'''

PR #1674, opened 2021-03-13
Auriol AFT 77 B2

Heimetli:


Heimetli:
What is "Error: STICKY-PAREN error"?

zuckschwerdt:
E.g.
```
for( int row = 0; row < bitbuffer->num_rows; row++ )
```
should be
```
for (int row = 0; row < bitbuffer->num_rows; row++) {
```
Try clang-format if you are unsure about formatting ;)

src/devices/auriol_aft77b2.c
```diff
@@ -0,0 +1,151 @@
...
+of 1900us length.
+The packets are ppm modulated (distance coding) with a pulse of ~488 us
+followed by a short gap of ~488 us for a 0 bit or a long ~976 us gap for a
+1 bit, the sync gap is ~1170 us.
+
+The data is grouped in 17 nibbles
+
+    [prefix] [0x05] [0x0C] [id0] [id1] [0x00] [flags] [sign] [temp0] [temp1] [temp2]
+    [0x00] [0x00] [sum] [sum] [lsrc] [lsrc]
+
```
merbanan, line 24: Can you add a row as an example?

src/devices/auriol_aft77b2.c
```diff
@@ -0,0 +1,151 @@
...
+        frame[i] = (ptr[i] << 4) | (ptr[i+1] >> 4) ;
+
+    // Check the sum
+    if( sum(frame,6) != frame[6] )
+       return DECODE_FAIL_SANITY;
+
+    // Check the lsrc
+    if (lsrc(frame,6) != frame[7])
+       return DECODE_FAIL_SANITY;
+
```
merbanan, line 129: I think we are missing 2 types of lfsr_digest8 class function and that this needs one of them. We should add the support for that later. And revdgst should output the command options needed for implementation.

zuckschwerdt:
- we have `sum()` as `add_bytes()`.
- don't pad statement termination `;` with spaces
- remove `.disabled = 0,`
- don't use `_X()`, model should be `Auriol-AFT77B2`
- put space after commas and around operators please.

(what styleguide did you refer to when sticking parens to control flow keywords and space padding arguments and semicolon but not operators? We mostly adhere to https://en.wikipedia.org/wiki/Indentation_style#Variant:_Stroustrup)

Heimetli:
It doesn't work any more, because add_bytes returns an int

src/devices/auriol_aft77b2.c
```diff
@@ -0,0 +1,154 @@
...
+            NULL);
+    /* clang-format on */
+
+    decoder_output_data(decoder, data);
+    return 1;
+}
+
+static char *output_fields[] = {
+        "model",
+        "temperature_C",
```
merbanan, line 141: id is missing here.

zuckschwerdt:
> It doesn't work any more, because add_bytes returns an int

truncating the result with `(uint8_t)add_sum()` is fine, other decoders commonly do that.

merbanan:
Merged in 11b510e. Some cleanups remain.

Issue #1640, opened 2021-01-31
FineOffset WH0290: PM10 is apparently not really PM10


gdt:
The WH0290 decoder produces two 14-bit fields, PM2.5 and PM10.  So far, it seems like it is always true that
 * PM10 = PM2.5 + 1 (PM2.5 is 0 to 14)
 * PM10 = PM2.5 + 2 (28 to ?)
 * PM10 = PM2.5 + 3 (>=110?)

This doesn't make sense from a physical viewpoint of the definitions of PM10 and PM2.5, and the device is advertised only as a PM2.5 monitor.  However, EcoWitt says that it has a "Honeywell HPM Series Particle Sensor" and that is documented to do both PM2.5 and PM10.

Obviously more understanding is needed, and this issue is just to note that the situation is unclear.

peteakalad:
I did some digging on these honeywell HPM series particle sensors, and their datasheet does state the following (my emphasis):

> 2 PM1.0 in μg/m3, PM4.0 in μg/m3, and PM10 in μg/m3 **are calculated from PM 2.5 readings.**

Source:
https://sensing.honeywell.com/honeywell-sensing-particulate-hpm-series-datasheet-32322550.pdf

So the PM2.5 is a proper read reading and PM10 is as we suspected simply derived/calculated from the PM2.5 value.

gdt:
That's useful info.   That shows that the PM10 output from the module is bogus, and it's still unclear to me where that second 14 bits comes from.   But It's not pretty clear that it cannot be useful.   The datasheet lacks a reference to a scientific paper that shows there is merit to the concept of estimating PM10 from PM2.5 :-(

peteakalad:
The other bits will just be passed back from the sensor.

merbanan:
I added a comment in the code about this. Improvements are welcome. Closing issue for now.

gdt:
I don't think we should be outputting data that we know is wrong.    Would you be amenable to a PR that relabels PM10 to some sort of "unknown" label?

peteakalad:
Not sure 'unknown' would be appropriate, its known - as confirmed above to be a PM10 value calculated/derived from the PM2.5 value.

The PM10 value is what the honeywell sensor outputs, rtl433 is not calculating it.   There must be some science behind honeywell's decision to derive it like it does.  Its not necessarily wrong all the time.  It may not be of value to us, but to someone a PM2.5 calculated PM10 value may be better than no PM10 value at all.

[...]

PR #1678, opened 2021-03-16
fineoffset: Add explanation of supposed PM10 value, and call it estimated

gdt:
After discussion in https://github.com/merbanan/rtl_433/issues/1640
this commit adjusts the comment about the WH0290 particulate sensor,
mostly surrounding the nature of the field labeled PM10.

The measurement of the sensor serial port was done by @peteakalad, and
the determination of the pm2.5/pm10 conversion was done by @gdt.

Following consensus from #1640, change description to call it "estimated", as a compromise betwen calculated and alleged.

### DIFF
--- a/src/devices/fineoffset.c
+++ b/src/devices/fineoffset.c
@@ -331,19 +331,51 @@ static int fineoffset_WH24_callback(r_device *decoder, bitbuffer_t *bitbuffer)
 Fine Offset Electronics WH0290 Wireless Air Quality Monitor
 Also: Ambient Weather PM25
 Also: Misol PM25
-Also: EcoWitt WH41
+Also: EcoWitt WH0290, EcoWitt WH41
 
-The sensor sends a package each ~10m. The bits are PCM modulated with Frequency Shift Keying.
+The sensor sends a data burst every 10 minutes.  The bits are PCM
+modulated with Frequency Shift Keying.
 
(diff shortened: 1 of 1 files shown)


src/devices/fineoffset.c
```diff
@@ -411,7 +443,7 @@ static int fineoffset_WH0290_callback(r_device *decoder, bitbuffer_t *bitbuffer)
             "id",               "ID",           DATA_INT,    id,
             "battery_ok",          "Battery Level",  DATA_FORMAT, "%.1f", DATA_DOUBLE, battery_ok,
             "pm2_5_ug_m3",      "2.5um Fine Particulate Matter",  DATA_FORMAT, "%i ug/m3", DATA_INT, pm25/10,
-            "pm10_0_ug_m3",     "10um Coarse Particulate Matter",  DATA_FORMAT, "%i ug/m3", DATA_INT, pm100/10,
+            "estimated_pm10_0_ug_m3",     "Estimate of 10um Coarse Particulate Matter",  DATA_FORMAT, "%i ug/m3", DATA_INT, pm100/10,
```
zuckschwerdt, line 446: needs same change in output_fields_WH25

gdt: Fixed, I think - but I didn't understand until just now.

PR #1686, opened 2021-04-07
Update holman_ws5029.c

grahamf72:
:fix
Line 98 - the most significant 4 bits of the rain should only be shifted left by 8 bits, not by 12 bits as per the original. The incorrect shift by 12 bits, causes it to incorrectly report rainfall of ~3000mm every time the 8th bit overflows.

'''

**TASK OBJECTIVE**
Retype all the records above without changing a word.

**EXERCISE OUTPUT**
PR #1674, opened 2021-03-13
Auriol AFT 77 B2

Heimetli:


Heimetli:
What is "Error: STICKY-PAREN error"?

zuckschwerdt:
E.g.
```
for( int row = 0; row < bitbuffer->num_rows; row++ )
```
should be
```
for (int row = 0; row < bitbuffer->num_rows; row++) {
```
Try clang-format if you are unsure about formatting ;)

src/devices/auriol_aft77b2.c
```diff
@@ -0,0 +1,151 @@
...
+of 1900us length.
+The packets are ppm modulated (distance coding) with a pulse of ~488 us
+followed by a short gap of ~488 us for a 0 bit or a long ~976 us gap for a
+1 bit, the sync gap is ~1170 us.
+
+The data is grouped in 17 nibbles
+
+    [prefix] [0x05] [0x0C] [id0] [id1] [0x00] [flags] [sign] [temp0] [temp1] [temp2]
+    [0x00] [0x00] [sum] [sum] [lsrc] [lsrc]
+
```
merbanan, line 24: Can you add a row as an example?

src/devices/auriol_aft77b2.c
```diff
@@ -0,0 +1,151 @@
...
+        frame[i] = (ptr[i] << 4) | (ptr[i+1] >> 4) ;
+
+    // Check the sum
+    if( sum(frame,6) != frame[6] )
+       return DECODE_FAIL_SANITY;
+
+    // Check the lsrc
+    if (lsrc(frame,6) != frame[7])
+       return DECODE_FAIL_SANITY;
+
```
merbanan, line 129: I think we are missing 2 types of lfsr_digest8 class function and that this needs one of them. We should add the support for that later. And revdgst should output the command options needed for implementation.

zuckschwerdt:
- we have `sum()` as `add_bytes()`.
- don't pad statement termination `;` with spaces
- remove `.disabled = 0,`
- don't use `_X()`, model should be `Auriol-AFT77B2`
- put space after commas and around operators please.

(what styleguide did you refer to when sticking parens to control flow keywords and space padding arguments and semicolon but not operators? We mostly adhere to https://en.wikipedia.org/wiki/Indentation_style#Variant:_Stroustrup)

Heimetli:
It doesn't work any more, because add_bytes returns an int

src/devices/auriol_aft77b2.c
```diff
@@ -0,0 +1,154 @@
...
+            NULL);
+    /* clang-format on */
+
+    decoder_output_data(decoder, data);
+    return 1;
+}
+
+static char *output_fields[] = {
+        "model",
+        "temperature_C",
```
merbanan, line 141: id is missing here.

zuckschwerdt:
> It doesn't work any more, because add_bytes returns an int

truncating the result with `(uint8_t)add_sum()` is fine, other decoders commonly do that.

merbanan:
Merged in 11b510e. Some cleanups remain.

Issue #1640, opened 2021-01-31
FineOffset WH0290: PM10 is apparently not really PM10


gdt:
The WH0290 decoder produces two 14-bit fields, PM2.5 and PM10.  So far, it seems like it is always true that
 * PM10 = PM2.5 + 1 (PM2.5 is 0 to 14)
 * PM10 = PM2.5 + 2 (28 to ?)
 * PM10 = PM2.5 + 3 (>=110?)

This doesn't make sense from a physical viewpoint of the definitions of PM10 and PM2.5, and the device is advertised only as a PM2.5 monitor.  However, EcoWitt says that it has a "Honeywell HPM Series Particle Sensor" and that is documented to do both PM2.5 and PM10.

Obviously more understanding is needed, and this issue is just to note that the situation is unclear.

peteakalad:
I did some digging on these honeywell HPM series particle sensors, and their datasheet does state the following (my emphasis):

> 2 PM1.0 in μg/m3, PM4.0 in μg/m3, and PM10 in μg/m3 **are calculated from PM 2.5 readings.**

Source:
https://sensing.honeywell.com/honeywell-sensing-particulate-hpm-series-datasheet-32322550.pdf

So the PM2.5 is a proper read reading and PM10 is as we suspected simply derived/calculated from the PM2.5 value.

gdt:
That's useful info.   That shows that the PM10 output from the module is bogus, and it's still unclear to me where that second 14 bits comes from.   But It's not pretty clear that it cannot be useful.   The datasheet lacks a reference to a scientific paper that shows there is merit to the concept of estimating PM10 from PM2.5 :-(

peteakalad:
The other bits will just be passed back from the sensor.

merbanan:
I added a comment in the code about this. Improvements are welcome. Closing issue for now.

gdt:
I don't think we should be outputting data that we know is wrong.    Would you be amenable to a PR that relabels PM10 to some sort of "unknown" label?

peteakalad:
Not sure 'unknown' would be appropriate, its known - as confirmed above to be a PM10 value calculated/derived from the PM2.5 value.

The PM10 value is what the honeywell sensor outputs, rtl433 is not calculating it.   There must be some science behind honeywell's decision to derive it like it does.  Its not necessarily wrong all the time.  It may not be of value to us, but to someone a PM2.5 calculated PM10 value may be better than no PM10 value at all.

[...]

PR #1678, opened 2021-03-16
fineoffset: Add explanation of supposed PM10 value, and call it estimated

gdt:
After discussion in https://github.com/merbanan/rtl_433/issues/1640
this commit adjusts the comment about the WH0290 particulate sensor,
mostly surrounding the nature of the field labeled PM10.

The measurement of the sensor serial port was done by @peteakalad, and
the determination of the pm2.5/pm10 conversion was done by @gdt.

Following consensus from #1640, change description to call it "estimated", as a compromise betwen calculated and alleged.

### DIFF
--- a/src/devices/fineoffset.c
+++ b/src/devices/fineoffset.c
@@ -331,19 +331,51 @@ static int fineoffset_WH24_callback(r_device *decoder, bitbuffer_t *bitbuffer)
 Fine Offset Electronics WH0290 Wireless Air Quality Monitor
 Also: Ambient Weather PM25
 Also: Misol PM25
-Also: EcoWitt WH41
+Also: EcoWitt WH0290, EcoWitt WH41
 
-The sensor sends a package each ~10m. The bits are PCM modulated with Frequency Shift Keying.
+The sensor sends a data burst every 10 minutes.  The bits are PCM
+modulated with Frequency Shift Keying.
 
(diff shortened: 1 of 1 files shown)


src/devices/fineoffset.c
```diff
@@ -411,7 +443,7 @@ static int fineoffset_WH0290_callback(r_device *decoder, bitbuffer_t *bitbuffer)
             "id",               "ID",           DATA_INT,    id,
             "battery_ok",          "Battery Level",  DATA_FORMAT, "%.1f", DATA_DOUBLE, battery_ok,
             "pm2_5_ug_m3",      "2.5um Fine Particulate Matter",  DATA_FORMAT, "%i ug/m3", DATA_INT, pm25/10,
-            "pm10_0_ug_m3",     "10um Coarse Particulate Matter",  DATA_FORMAT, "%i ug/m3", DATA_INT, pm100/10,
+            "estimated_pm10_0_ug_m3",     "Estimate of 10um Coarse Particulate Matter",  DATA_FORMAT, "%i ug/m3", DATA_INT, pm100/10,
```
zuckschwerdt, line 446: needs same change in output_fields_WH25

gdt: Fixed, I think - but I didn't understand until just now.

PR #1686, opened 2021-04-07
Update holman_ws5029.c

grahamf72:
:fix
Line 98 - the most significant 4 bits of the rain should only be shifted left by 8 bits, not by 12 bits as per the original. The incorrect shift by 12 bits, causes it to incorrectly report rainfall of ~3000mm every time the 8th bit overflows.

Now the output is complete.